The current economic and political regime doesn't curtail dumping carbon into the atmosphere. The correlation with population is complicated. China and the United States, two of the largest contributors to CO2 emissions, have slowing population growth if you discount immigration.




I'm convinced he biggest benefit to colonizing Mars if we have the technology is that there won't be as many people there. If you can make Mars livable you can make anywhere on Earth livable even post climate crisis. The real thing that goes away is there won't be 7ish billion other people who also want to keep living trying to copy the tech and competing for those resources.

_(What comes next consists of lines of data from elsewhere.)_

Issue #408, opened 2019-11-19
Improper scaling of input spectra


bhilbert4:
When a normalized spectrum is input for an object and Mirage is asked to scale the spectrum to a given magnitude in a given filter, the current way that the scaling is done is not optimal. At the moment, Mirage essentially assumes that the input spectrum has been normalized to 1.0 at the pivot wavelength of the filter in question. It then takes the requested magnitude, converts it to units of f_lambda, and multiplies the spectrum by that value. 

If the spectrum happens to be normalized in some other way (such as normalized to 1.0 at the peak, wherever that happens to be), then the rescaling will be incorrect.

Mirage should be updated such that during renormalizing, Mirage divides the input spectrum by its value at the pivot wavelength, and then multiplies by the f_lambda value calculated from the input magnitude. This way, the absolute values of the input spectrum won't matter. 

This raises the question then of how the user should notify Mirage that the spectrum should be rescaled. Currently Mirage rescales any spectrum that has units of 'normalized' in the hdf5 file. With this proposed change, any spectrum, even those with real flux density units, could potentially be rescaled. Perhaps keeping the 'normalized' units is best, since the user will have to explicitly set this.

bhilbert4:
Input spectrum rescaling is now done via synphot, with its renormalize() function.

bhilbert4:
This was corrected in #412. Closing.

PR #412, opened 2019-11-20
Correct scaling of input spectra

bhilbert4:
This PR changes the way that input spectra (from an hdf5 file or a dictionary) are renormalized if requested by the user. Previously Mirage was multiplying by the flux density at the pivot wavelength of the filter being used. This was incorrect.

This changes the renormalization to use synphot. The input spectrum is read in, along with the throughput curve of the filter. Synphot's renormalize function is then used. This works in units of photon/s/cm2/𝐴˚

Basically, synphot normalizes by:
new_spectrum = input_spectrum * renorm_value * (stdflux / total_flux)
where total_flux is the integration of the input_spectrum times the filter_bandpass, and
stdflux is the integration of either Vega or a constant spectrum times the filter_bandpass

By working in units of photons, the input spectrum is correctly normalized regardless of whether it contains emission/absorption lines in the filter bandpass.

In addition, this new strategy means that users can provide an input spectrum in any units, and the rescaling will be done correctly. Previously Mirage assumed that the input spectrum was normalized to a maximum value of 1.0. This is no longer true. As long as the user specified 'normalized' as the units of the input spectrum, it will be correctly scaled to the requested magnitude.

Perhaps I should change 'normalized' to something else, although that would break backward compatibility. 

Note that as of this initial commit, the renormalization process is functional (but not tested for correctness) for rescaling to vegamag values. It has not been tested at all for rescaling to AB mag nor ST mag values. It might also be worth adding an option for an input spectrum in counts in the case of an FGS observation. This is looking forward to a time when users can input spectra for imaging simulations, which is not yet possible.


bhilbert4:
Resolves #408

bhilbert4:
@KevinVolkSTScI I think this branch is ready to merge. Input spectra rescaled to magnitude X in photmetric system Y are giving the same count rate as that calculated by magnitude_to_countrate() for magnitude X and photometric system Y.

I tweaked the renormalization for NIRISS Vegamag cases to account for the assumption that Vega has a magnitude of 0.02. I have decided to push off the work on FGS/Sirius for now, after my quick attempt wasn't working. Currently input spectra are only allowed for WFSS mode, so FGS isn't relevant. At some point I'd like to allow for input spectra to be used for imaging mode sources. Even in that case I don't think it makes sense to worry about rescaling input spectra, so it may be that we don't need to worry about supporting FGS in these functions.

PR #415, opened 2019-11-27
2MASS catalog to vegamag. FGS seed image filenames exclude filter

### LINKED ISSUE #413: Incorrect photometric system for 2MASS search results
Line 135 in get_catalogs.py sets the photometric system to be AB mags for the query results from 2MASS. This should actually be set to 'vegamag'.

### LINKED ISSUE #414: Seed image file name for FGS exposures
from @obi-wan76 
In catalog_seed_image:

# Set FGS filter to "N/A" in the output file
# as this is the value DMS looks for.
if self.params['Readout'][self.usefilt] == "NA":
    self.params['Readout'][self.usefilt] = "N/A"

This is giving an error  when writing the fits files because the change happens after the ptsrc_seed_image.fits is created so basically:
First:
Point source image and segmap saved as /ifs/jwst/tel/wfr4_mirage_sims/psf_check/OTE-28_2MASS_WISE/jw01165001001_01101_00004_g1_uncal_NA_ptsrc_seed_image.fits
Then, change the filter to "N/A" and when trying to look for the seed fits:
FileNotFoundError: [Errno 2] No such file or directory: '/ifs/jwst/tel/wfr4_mirage_sims/psf_check/OTE-28_2MASS_WISE/jw01165001001_01101_00004_g1_uncal_N/A_seed_image.fits'

Seems like the best solution is to drop the reference to the filter in the filename when creating FGS data.

bhilbert4:
This PR fixes two small bugs:

- In get_sw_catalog(), which is the 2MASS catalog search in get_catalog.py, the photometric system in the output source catalog is changed from abmag to vegamag.

- In catalog_seed_image, when saving seed images for FGS simulations, the filter name is excluded from the seed image file name. Since FGS has no filters, it doesn't make sense to have "NA" in every filename. In addition, Mirage changes the filter value to be "N/A", to agree with what CRDS expects, but this was then causing Mirage to look for a filename with "N/A" in it, which was a problem. With this change, the filter substring is removed completely.

Resolves #413 
Resolves #414

### DIFF
--- a/CHANGES.rst
+++ b/CHANGES.rst
@@ -1,3 +1,17 @@
+Not Yet Tagged
+==============
+
+Catalogs
+--------
+
+- Change photometric system in catalog output from 2MASS query from ABmag to Vegamag (#415)
+
+Seed Image
+----------
+
+- Remove filter substring from seed image output file name in the case of FGS simulations (#415)
+
+
 1.1.1
 =====
 
--- a/mirage/catalogs/get_catalog.py
+++ b/mirage/catalogs/get_catalog.py
@@ -134,7 +134,7 @@ def get_sw_catalog(target_coords, search_radius=15 * u.arcmin):
         # Save shortwave catalog and header comments to file
         comments = [
             '',
-            'abmag',
+            'vegamag',
             'Catalog for ramp_simulator.py. created from 2MASS catalog',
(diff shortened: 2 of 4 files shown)


mperrin:
👍 Thanks Bryan!

PR #418, opened 2019-12-19
Fix number of dithers for nrc parallel to nis wfss case

### LINKED ISSUE #417: NUMDTHPT invalid for NIRISS WFSS+Nircam Imaging
For a NIRISS WFSS observation with NIRCAm imaging in parallel, it looks like the total number of dither points is not being saved correctly. The jwst datamodel issues a warning when saving the data, saying that 2-POINT-LARGE-NIRCam is not a valid entry for NUMDTHPT. This error goes back to the APT reader I believe, which should be stripping the '2' out of that name and saving that in the total_primary_dither_positions entry.

bhilbert4:
This PR makes a small change to the data read in from an APT observation where NIRCam imaging is used in parallel to a NIRISS WFSS prime observation. In this case, APT saves the name of the dither pattern in the PrimaryDither xml tag (other modes place the number of dither positions here). This change checks to see if the value is the name of the dither pattern and if so, extracts the number of dithers from it.

Note that in this case, the dither pattern names are N-POINT-<SIZE>-NIRCam, where N is a number and SIZE is SMALL, MEDIUM, or LARGE. This code update places that string in the primary dither pattern name, however the JWST datamodels currently do not recognize this as a valid value for the primary dither pattern. A JIRA ticket has been filed about that.

Resolves #417


bhilbert4:
Simple fix. Tests passing. Merging now.

PR #424, opened 2020-01-07
Switch versioning from relic to setuptools_scm

bhilbert4:
This PR switches over to use setuptools-scm for versioning. Prior to this, mirage was using relic for versioning.

### DIFF
--- a/mirage/dark/dark_prep.py
+++ b/mirage/dark/dark_prep.py
@@ -39,7 +39,6 @@ from mirage.utils import read_fits, utils, siaf_interface
 from mirage.utils.file_splitting import find_file_splits
 from mirage.reference_files import crds_tools
 
-MIRAGE_VERSION = mirage.__version__
 
 # Allowed instruments
 INST_LIST = ['nircam', 'niriss', 'fgs']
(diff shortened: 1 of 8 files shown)


pyproject.toml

> Mars colonies will likely still be reliant upon Earth for survival for a hundred years to come as they will not have adequate resources, support, or manufacturing capabilities for self-sustenance let alone growth.

It'll take a hundred years after we start for the asteroid survival argument to be valid. A hundred years is too long, so let's never start.


Indeed. There are better things to spend the money on right here and now.

In a hundred years, we may be able to solve the problem with far less cost and effort.


But if not, it's two hundred years until Mars has a self-sustaining human population.


> Reading doesn't pose a challenge to our basic needs

Having had developed a -7 vision by 12 years old, I'd beg to differ. Because of books, I'm completely useless without contacts or glasses in human "natural habitat".


There is some limited evidence that a lot of close focusing (e.g. reading) may contribute to myopia, but it's hardly conclusive, and certainly at that magnitude is unlikely to be a single cause.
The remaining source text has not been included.